(Saved data entries)
-=-=-=-=-

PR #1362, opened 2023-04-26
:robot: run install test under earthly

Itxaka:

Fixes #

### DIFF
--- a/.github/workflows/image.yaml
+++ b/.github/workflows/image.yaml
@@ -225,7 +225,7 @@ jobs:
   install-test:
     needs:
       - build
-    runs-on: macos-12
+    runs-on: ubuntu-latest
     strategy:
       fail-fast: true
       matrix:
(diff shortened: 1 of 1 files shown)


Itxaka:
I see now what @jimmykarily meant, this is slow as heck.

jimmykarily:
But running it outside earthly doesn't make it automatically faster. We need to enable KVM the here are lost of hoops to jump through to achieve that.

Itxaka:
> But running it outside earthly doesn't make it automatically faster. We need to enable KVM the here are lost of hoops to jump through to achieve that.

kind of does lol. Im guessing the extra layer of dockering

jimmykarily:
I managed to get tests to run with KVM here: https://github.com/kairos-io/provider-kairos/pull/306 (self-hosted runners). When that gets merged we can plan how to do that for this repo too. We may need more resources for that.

-=-=-=-=-

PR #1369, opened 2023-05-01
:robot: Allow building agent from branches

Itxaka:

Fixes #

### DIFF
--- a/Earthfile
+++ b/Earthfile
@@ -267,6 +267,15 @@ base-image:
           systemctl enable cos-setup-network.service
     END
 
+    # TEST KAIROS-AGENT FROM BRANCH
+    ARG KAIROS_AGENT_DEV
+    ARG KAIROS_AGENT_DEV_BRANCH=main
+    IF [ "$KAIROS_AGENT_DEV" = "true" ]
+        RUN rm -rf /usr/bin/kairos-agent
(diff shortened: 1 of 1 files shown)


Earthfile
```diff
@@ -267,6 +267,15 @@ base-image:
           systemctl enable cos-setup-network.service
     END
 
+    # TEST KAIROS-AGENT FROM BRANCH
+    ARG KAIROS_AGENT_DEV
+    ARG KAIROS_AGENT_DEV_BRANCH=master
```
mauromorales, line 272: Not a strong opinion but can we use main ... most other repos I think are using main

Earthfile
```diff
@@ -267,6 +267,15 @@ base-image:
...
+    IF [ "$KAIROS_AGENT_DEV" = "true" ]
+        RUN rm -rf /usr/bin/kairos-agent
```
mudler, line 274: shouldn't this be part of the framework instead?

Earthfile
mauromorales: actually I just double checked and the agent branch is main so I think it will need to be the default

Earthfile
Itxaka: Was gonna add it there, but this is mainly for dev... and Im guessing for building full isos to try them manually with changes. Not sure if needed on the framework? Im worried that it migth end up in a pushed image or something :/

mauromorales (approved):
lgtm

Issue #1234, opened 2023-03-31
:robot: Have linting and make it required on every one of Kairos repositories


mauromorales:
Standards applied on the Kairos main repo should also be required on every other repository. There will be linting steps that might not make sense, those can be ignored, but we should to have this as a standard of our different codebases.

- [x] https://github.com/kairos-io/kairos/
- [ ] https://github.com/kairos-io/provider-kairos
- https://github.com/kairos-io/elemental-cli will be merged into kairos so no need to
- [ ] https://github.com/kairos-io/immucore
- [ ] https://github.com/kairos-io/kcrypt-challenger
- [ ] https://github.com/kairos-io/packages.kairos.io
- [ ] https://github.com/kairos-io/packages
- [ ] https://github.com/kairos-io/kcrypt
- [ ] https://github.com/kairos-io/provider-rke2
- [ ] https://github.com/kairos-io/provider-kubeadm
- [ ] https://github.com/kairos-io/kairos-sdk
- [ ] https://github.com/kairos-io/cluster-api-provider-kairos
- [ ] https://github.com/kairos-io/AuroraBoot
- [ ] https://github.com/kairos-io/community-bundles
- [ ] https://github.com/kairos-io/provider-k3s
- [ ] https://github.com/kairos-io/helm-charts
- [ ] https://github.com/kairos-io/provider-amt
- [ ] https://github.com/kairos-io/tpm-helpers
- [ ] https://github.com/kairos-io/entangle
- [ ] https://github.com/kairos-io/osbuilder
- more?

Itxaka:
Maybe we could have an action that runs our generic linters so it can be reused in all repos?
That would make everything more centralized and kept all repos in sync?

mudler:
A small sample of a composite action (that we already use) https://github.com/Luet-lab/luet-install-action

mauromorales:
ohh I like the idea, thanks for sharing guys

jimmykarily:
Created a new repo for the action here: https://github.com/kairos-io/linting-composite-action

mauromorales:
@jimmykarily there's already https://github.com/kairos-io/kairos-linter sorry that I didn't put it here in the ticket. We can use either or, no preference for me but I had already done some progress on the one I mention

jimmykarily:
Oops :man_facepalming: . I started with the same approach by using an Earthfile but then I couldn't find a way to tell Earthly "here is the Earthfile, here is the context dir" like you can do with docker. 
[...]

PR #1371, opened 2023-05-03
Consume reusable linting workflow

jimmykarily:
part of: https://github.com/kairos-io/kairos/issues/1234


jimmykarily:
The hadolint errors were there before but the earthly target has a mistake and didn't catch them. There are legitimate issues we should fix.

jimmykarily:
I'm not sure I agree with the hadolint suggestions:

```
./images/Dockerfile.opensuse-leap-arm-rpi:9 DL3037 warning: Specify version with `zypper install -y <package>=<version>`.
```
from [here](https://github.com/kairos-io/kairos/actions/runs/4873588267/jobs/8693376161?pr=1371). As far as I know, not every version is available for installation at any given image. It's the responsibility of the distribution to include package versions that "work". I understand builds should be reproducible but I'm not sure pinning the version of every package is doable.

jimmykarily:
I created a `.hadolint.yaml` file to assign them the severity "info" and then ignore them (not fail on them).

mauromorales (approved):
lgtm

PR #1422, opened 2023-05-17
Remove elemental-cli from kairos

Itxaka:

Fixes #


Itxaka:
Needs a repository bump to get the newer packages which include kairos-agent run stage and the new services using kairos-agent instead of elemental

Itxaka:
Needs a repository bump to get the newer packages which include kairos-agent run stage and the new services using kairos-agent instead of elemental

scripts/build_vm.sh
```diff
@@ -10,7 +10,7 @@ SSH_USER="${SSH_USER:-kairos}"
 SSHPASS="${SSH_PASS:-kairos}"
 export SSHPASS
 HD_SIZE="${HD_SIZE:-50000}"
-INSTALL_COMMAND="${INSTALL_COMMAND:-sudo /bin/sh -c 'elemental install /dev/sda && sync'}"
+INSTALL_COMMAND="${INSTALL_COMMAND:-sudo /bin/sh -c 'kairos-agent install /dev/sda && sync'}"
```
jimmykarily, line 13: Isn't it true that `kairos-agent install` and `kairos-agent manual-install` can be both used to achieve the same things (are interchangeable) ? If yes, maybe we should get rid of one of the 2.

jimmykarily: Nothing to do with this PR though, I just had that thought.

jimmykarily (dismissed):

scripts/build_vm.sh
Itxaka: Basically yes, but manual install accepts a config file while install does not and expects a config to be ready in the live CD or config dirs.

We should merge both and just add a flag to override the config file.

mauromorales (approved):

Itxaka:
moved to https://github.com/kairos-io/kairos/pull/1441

-=-=-=-=-

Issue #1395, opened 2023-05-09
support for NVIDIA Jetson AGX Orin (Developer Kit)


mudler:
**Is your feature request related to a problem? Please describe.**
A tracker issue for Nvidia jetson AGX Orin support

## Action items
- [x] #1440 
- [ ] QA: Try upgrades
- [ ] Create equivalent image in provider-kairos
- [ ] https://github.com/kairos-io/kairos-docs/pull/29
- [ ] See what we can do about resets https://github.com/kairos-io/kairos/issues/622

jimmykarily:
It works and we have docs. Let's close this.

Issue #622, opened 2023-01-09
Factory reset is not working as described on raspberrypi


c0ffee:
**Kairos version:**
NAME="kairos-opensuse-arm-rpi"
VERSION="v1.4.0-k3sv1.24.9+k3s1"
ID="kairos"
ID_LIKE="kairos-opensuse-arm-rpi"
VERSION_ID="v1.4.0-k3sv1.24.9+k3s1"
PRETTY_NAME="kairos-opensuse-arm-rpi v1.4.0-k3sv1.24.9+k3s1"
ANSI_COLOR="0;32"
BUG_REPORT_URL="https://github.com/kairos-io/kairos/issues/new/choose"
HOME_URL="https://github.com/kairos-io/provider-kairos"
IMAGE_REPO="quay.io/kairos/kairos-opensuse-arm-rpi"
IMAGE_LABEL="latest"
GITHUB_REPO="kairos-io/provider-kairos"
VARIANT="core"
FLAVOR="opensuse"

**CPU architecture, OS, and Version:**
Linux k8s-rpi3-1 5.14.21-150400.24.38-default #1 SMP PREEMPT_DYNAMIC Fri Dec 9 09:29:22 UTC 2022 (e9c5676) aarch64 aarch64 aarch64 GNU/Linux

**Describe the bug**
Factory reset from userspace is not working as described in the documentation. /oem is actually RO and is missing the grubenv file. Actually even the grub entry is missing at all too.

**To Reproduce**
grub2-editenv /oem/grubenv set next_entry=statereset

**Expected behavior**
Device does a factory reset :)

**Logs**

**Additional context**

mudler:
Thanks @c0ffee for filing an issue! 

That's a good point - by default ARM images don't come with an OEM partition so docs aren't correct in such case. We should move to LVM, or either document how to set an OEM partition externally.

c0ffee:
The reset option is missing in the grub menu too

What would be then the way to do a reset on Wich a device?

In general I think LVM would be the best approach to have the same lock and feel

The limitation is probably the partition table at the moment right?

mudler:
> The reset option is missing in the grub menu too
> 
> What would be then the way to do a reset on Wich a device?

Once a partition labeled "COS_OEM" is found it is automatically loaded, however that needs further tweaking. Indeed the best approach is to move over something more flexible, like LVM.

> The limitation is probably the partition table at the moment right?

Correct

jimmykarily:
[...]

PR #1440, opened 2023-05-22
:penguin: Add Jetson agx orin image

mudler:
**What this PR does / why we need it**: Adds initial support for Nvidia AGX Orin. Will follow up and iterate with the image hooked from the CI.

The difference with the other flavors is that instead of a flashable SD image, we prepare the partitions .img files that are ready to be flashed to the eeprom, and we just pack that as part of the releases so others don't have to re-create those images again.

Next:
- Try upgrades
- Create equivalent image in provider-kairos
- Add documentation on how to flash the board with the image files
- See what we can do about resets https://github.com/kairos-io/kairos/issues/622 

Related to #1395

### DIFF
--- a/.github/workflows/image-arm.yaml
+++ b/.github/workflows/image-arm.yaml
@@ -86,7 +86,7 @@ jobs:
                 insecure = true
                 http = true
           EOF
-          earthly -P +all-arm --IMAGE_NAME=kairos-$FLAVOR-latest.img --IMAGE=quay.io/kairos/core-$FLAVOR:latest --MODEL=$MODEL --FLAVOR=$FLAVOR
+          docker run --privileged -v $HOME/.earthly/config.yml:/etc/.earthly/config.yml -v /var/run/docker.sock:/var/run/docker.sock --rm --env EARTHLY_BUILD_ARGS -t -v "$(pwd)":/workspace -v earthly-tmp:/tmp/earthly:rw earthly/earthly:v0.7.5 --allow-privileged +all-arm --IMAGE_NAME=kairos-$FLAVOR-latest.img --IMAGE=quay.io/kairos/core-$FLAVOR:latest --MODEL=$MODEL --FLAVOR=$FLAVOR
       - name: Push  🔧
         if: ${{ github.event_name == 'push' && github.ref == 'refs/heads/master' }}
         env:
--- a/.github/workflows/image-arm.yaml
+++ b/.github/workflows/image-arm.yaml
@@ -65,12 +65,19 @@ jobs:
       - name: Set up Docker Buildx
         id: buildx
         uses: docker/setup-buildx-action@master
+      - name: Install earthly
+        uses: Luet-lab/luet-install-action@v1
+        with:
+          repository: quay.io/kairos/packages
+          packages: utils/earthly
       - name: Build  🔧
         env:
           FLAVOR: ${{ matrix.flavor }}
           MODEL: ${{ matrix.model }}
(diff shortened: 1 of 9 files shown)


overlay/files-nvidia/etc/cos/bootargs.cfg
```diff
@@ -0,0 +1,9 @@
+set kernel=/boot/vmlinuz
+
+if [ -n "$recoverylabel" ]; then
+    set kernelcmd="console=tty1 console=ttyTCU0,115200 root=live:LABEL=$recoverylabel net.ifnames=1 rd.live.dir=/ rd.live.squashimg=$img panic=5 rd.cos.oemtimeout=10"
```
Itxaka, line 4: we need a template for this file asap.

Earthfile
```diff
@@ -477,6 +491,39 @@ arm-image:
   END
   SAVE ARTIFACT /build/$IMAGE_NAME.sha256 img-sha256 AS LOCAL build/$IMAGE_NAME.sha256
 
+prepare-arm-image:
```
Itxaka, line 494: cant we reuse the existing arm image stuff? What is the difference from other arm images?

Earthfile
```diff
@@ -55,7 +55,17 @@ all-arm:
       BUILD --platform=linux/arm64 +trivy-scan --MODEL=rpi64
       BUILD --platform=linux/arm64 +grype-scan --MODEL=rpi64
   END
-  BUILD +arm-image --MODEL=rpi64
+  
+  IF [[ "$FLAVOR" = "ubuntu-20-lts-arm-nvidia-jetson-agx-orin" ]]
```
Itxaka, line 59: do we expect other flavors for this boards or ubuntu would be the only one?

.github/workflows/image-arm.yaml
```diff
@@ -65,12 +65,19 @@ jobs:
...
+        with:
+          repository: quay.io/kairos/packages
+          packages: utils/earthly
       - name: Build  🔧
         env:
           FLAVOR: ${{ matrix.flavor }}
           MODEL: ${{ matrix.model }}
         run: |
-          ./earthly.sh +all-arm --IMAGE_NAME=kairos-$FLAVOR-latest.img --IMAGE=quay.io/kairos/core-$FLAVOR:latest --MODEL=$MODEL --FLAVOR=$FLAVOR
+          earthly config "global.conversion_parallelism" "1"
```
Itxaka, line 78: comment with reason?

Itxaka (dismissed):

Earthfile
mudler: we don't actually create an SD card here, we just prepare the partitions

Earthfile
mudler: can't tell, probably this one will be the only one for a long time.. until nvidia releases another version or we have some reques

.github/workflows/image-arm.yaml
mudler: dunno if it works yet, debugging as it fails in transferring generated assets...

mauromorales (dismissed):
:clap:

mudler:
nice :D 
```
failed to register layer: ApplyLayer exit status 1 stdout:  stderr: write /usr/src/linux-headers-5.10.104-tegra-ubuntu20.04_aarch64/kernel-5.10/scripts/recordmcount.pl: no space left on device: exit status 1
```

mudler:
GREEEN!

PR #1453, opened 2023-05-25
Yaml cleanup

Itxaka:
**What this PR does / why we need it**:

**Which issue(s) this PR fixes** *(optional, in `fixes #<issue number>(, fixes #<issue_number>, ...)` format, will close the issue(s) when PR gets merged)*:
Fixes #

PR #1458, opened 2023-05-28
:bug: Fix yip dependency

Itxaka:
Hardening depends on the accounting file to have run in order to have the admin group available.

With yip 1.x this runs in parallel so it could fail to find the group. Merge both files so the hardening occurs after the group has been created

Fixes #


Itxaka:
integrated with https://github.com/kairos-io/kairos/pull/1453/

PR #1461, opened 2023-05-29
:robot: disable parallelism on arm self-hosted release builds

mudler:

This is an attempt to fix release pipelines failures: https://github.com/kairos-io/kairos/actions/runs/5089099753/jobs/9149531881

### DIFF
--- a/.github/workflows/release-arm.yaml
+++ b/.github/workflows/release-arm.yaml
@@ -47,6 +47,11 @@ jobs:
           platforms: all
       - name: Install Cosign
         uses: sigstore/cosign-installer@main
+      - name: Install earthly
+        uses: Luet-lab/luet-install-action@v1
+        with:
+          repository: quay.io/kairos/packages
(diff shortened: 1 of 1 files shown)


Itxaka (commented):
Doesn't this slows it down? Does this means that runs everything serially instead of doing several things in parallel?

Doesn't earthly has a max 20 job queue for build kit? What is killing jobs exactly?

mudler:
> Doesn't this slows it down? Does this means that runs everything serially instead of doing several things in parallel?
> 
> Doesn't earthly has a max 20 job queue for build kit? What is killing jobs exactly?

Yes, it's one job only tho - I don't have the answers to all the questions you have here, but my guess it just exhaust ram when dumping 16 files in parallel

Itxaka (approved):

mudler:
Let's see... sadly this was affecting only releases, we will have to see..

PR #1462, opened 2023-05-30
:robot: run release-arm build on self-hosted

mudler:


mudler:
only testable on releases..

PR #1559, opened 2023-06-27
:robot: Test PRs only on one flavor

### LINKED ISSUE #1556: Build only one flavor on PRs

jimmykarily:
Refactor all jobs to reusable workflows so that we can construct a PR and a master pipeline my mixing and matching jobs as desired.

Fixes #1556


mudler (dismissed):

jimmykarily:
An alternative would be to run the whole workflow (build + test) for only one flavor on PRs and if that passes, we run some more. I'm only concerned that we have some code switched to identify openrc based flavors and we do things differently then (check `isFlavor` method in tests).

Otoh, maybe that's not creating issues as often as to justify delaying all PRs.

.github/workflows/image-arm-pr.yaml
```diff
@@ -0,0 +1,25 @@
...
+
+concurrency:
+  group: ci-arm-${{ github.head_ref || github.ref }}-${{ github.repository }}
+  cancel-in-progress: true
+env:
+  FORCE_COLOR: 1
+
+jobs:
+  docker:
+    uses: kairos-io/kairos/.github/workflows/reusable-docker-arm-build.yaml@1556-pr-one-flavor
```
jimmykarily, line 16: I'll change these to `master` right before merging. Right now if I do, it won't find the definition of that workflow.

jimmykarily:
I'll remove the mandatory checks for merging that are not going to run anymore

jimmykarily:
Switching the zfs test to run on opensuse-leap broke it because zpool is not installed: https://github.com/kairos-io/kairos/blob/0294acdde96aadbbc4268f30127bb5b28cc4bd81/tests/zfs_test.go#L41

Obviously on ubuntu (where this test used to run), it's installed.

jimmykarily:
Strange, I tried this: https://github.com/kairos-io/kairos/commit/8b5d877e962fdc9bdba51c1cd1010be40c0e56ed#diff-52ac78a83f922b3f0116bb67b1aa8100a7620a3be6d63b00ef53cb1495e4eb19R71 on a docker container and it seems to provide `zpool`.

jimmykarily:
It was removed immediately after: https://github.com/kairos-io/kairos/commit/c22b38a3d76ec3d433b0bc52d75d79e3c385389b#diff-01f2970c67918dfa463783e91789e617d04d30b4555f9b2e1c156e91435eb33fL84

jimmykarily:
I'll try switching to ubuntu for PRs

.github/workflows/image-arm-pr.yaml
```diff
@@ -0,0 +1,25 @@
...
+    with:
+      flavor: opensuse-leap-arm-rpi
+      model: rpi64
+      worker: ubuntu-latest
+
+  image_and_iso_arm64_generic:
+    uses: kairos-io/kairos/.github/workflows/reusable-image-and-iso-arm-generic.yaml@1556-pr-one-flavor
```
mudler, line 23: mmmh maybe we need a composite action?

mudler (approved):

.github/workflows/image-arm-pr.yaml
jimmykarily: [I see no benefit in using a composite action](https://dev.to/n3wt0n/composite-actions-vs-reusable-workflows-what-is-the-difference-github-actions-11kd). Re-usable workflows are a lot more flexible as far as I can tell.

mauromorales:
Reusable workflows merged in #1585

-=-=-=-=-

(Work to complete)
Search the records above for "best" and copy every line that has it.

(Task output)
In general I think LVM would be the best approach to have the same lock and feel
Once a partition labeled "COS_OEM" is found it is automatically loaded, however that needs further tweaking. Indeed the best approach is to move over something more flexible, like LVM.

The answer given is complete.